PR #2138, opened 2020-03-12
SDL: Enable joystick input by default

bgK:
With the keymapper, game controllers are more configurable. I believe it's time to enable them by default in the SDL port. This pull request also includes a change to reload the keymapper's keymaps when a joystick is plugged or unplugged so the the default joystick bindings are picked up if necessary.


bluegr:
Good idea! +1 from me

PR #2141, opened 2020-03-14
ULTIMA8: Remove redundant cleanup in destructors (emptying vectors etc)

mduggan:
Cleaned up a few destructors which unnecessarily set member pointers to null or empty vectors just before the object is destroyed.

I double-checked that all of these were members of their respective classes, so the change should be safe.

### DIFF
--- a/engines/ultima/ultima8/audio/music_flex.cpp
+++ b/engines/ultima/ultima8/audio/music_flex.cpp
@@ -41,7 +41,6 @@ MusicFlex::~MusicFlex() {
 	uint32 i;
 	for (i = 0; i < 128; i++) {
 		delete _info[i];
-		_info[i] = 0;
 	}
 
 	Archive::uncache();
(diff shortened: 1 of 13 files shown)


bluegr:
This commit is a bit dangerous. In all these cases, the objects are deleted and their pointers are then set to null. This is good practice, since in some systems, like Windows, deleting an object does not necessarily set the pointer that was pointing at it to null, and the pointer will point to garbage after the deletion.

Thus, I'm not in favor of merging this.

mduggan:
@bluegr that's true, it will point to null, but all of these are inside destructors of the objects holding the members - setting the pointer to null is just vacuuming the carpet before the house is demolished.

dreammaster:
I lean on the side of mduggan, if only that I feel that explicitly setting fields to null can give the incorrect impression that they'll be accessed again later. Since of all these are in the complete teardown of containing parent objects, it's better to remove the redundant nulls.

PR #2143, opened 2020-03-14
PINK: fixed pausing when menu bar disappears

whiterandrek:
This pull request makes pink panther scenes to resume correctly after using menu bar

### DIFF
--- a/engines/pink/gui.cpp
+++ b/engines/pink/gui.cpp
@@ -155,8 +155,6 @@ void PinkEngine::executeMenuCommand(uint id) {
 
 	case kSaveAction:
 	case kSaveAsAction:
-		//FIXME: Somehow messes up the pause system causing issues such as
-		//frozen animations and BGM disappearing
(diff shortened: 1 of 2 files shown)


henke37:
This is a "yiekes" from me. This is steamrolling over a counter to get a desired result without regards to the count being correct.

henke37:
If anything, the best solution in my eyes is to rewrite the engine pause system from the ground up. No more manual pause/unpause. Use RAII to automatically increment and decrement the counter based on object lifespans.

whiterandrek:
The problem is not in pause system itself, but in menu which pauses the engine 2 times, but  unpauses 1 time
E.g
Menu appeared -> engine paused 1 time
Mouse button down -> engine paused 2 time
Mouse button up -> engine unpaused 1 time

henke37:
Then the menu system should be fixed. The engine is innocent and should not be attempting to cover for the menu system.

___

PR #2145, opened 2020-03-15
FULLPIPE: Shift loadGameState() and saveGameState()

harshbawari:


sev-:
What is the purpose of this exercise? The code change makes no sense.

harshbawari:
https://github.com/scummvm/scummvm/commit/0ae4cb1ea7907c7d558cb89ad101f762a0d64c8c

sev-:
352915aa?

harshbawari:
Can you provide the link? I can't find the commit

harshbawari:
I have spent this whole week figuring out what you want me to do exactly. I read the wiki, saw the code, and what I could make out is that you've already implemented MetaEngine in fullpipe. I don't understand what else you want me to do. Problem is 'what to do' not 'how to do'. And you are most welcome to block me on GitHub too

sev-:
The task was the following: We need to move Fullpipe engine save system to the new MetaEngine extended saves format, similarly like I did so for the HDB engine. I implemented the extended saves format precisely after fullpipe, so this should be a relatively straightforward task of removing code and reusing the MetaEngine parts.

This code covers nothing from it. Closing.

___

→ **What you should do**:
In the records above, some lines may contain the word "fixed"; copy every one of them.

→ **Exercise output**:
PINK: fixed pausing when menu bar disappears
Then the menu system should be fixed. The engine is innocent and should not be attempting to cover for the menu system.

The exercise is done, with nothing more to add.